Step 1: Load the data

Load food_data.csv using Polars or Pandas.

PolarsPandas

import polars as pl

data = pl.read_csv("food_data.csv")

import pandas as pd

data = pd.read_csv("food_data.csv")

Pandas vs. Polars: Which should I use?

Pyoframe works the same whether you're using Polars or Pandas, two similar libraries for manipulating data with DataFrames. We prefer using Polars because it is much faster (and generally better), but you can use whichever library you're most comfortable with.

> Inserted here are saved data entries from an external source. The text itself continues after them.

PR #4753, opened 2025-04-25
Review form elements no longer have the width field

### LINKED ISSUE #4582: Field width configuration not functional
**Describe the bug**
Whilst 'width' can be configured for custom review forms, it does not actually change the width and all fields display as full width. This presumably will also be the case for custom submission fields. This has been tested with various field types; text-types (as they are large by default and that might have explained it, but alas), checkboxes (small, but have the Name-field bug (#4581), but alas) and select / upload (small and no known bugs, but alas). The problem does however persist, both for 1/3 and 1/2 width.

For examples, see:

https://www.openlibhums.org/doctest/review/requests/22158/?access_code=a9d0606c-f164-48f4-bc6e-970318fa7e1e
https://www.openlibhums.org/doctest/review/requests/22159/?access_code=39793246-5fb2-45cb-b059-d9d0a889f641
https://www.openlibhums.org/doctest/review/requests/22041/?access_code=825560cc-6c61-4c08-ae05-e8c197049159

**Janeway version**
1.7

**Additional context**
I suggest removing the width configuration option rather than fixing it. I do not recall ever seeing it used (and if it is, it being dysfunctional does not seem to bother anyone). Especially as it is a largely aesthetical configuration option that is non-essential. (If anything, it probably increases the chance of a field being missed by accident, if they are 1/3 or 1/2 width.)

ajrbyers:
Closes #4582

- Removes the width element from Form Elements.


mauromsl (approved):

StephDriver (approved):
checked entry and display of review forms, all working.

Note that, internally, Pyoframe always uses Polars during computations to ensure the best performance. If you're using Pandas, your DataFrames will automatically be converted to Polars prior to computations.

Step 2: Create the model

import pyoframe as pf

m = pf.Model()

A pyoframe.Model instance sets the foundation of your optimization model onto which you can add optimization variables, constraints, and an objective.

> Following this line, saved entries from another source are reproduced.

PR #1760, opened 2022-01-19
Update agenda.tsx

eladgel:
The documentations is wrong 
Since XDATE is trying to parse ISO dates as strings we should pass 

a date object like so:
new Date().toISOString(). and not like in the example

### DIFF
--- a/example/src/screens/agenda.tsx
+++ b/example/src/screens/agenda.tsx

Step 3: Create a dimensioned variable

Previously, you created two variables: m.tofu_blocks and m.chickpea_cans. Instead, create a single variable dimensioned over the column food.

m.Buy = pf.Variable(data["food"], lb=0, vtype="integer")

Printing the variable shows that it contains a food dimension with labels tofu and chickpeas!

>>> m.Buy
<Variable 'Buy' lb=0 height=2>
┌──────────────┬───────────────────┐
│ food         ┆ variable          │
│ (2)          ┆                   │
╞══════════════╪═══════════════════╡
│ tofu_block   ┆ Buy[tofu_block]   │
│ chickpea_can ┆ Buy[chickpea_can] │
└──────────────┴───────────────────┘

Step 3: Create the objective with `.sum()`

Previously you had:

m.minimize = 4 * m.tofu_blocks + 3 * m.chickpea_cans

How do you make use of the dimensioned variable m.Buy instead?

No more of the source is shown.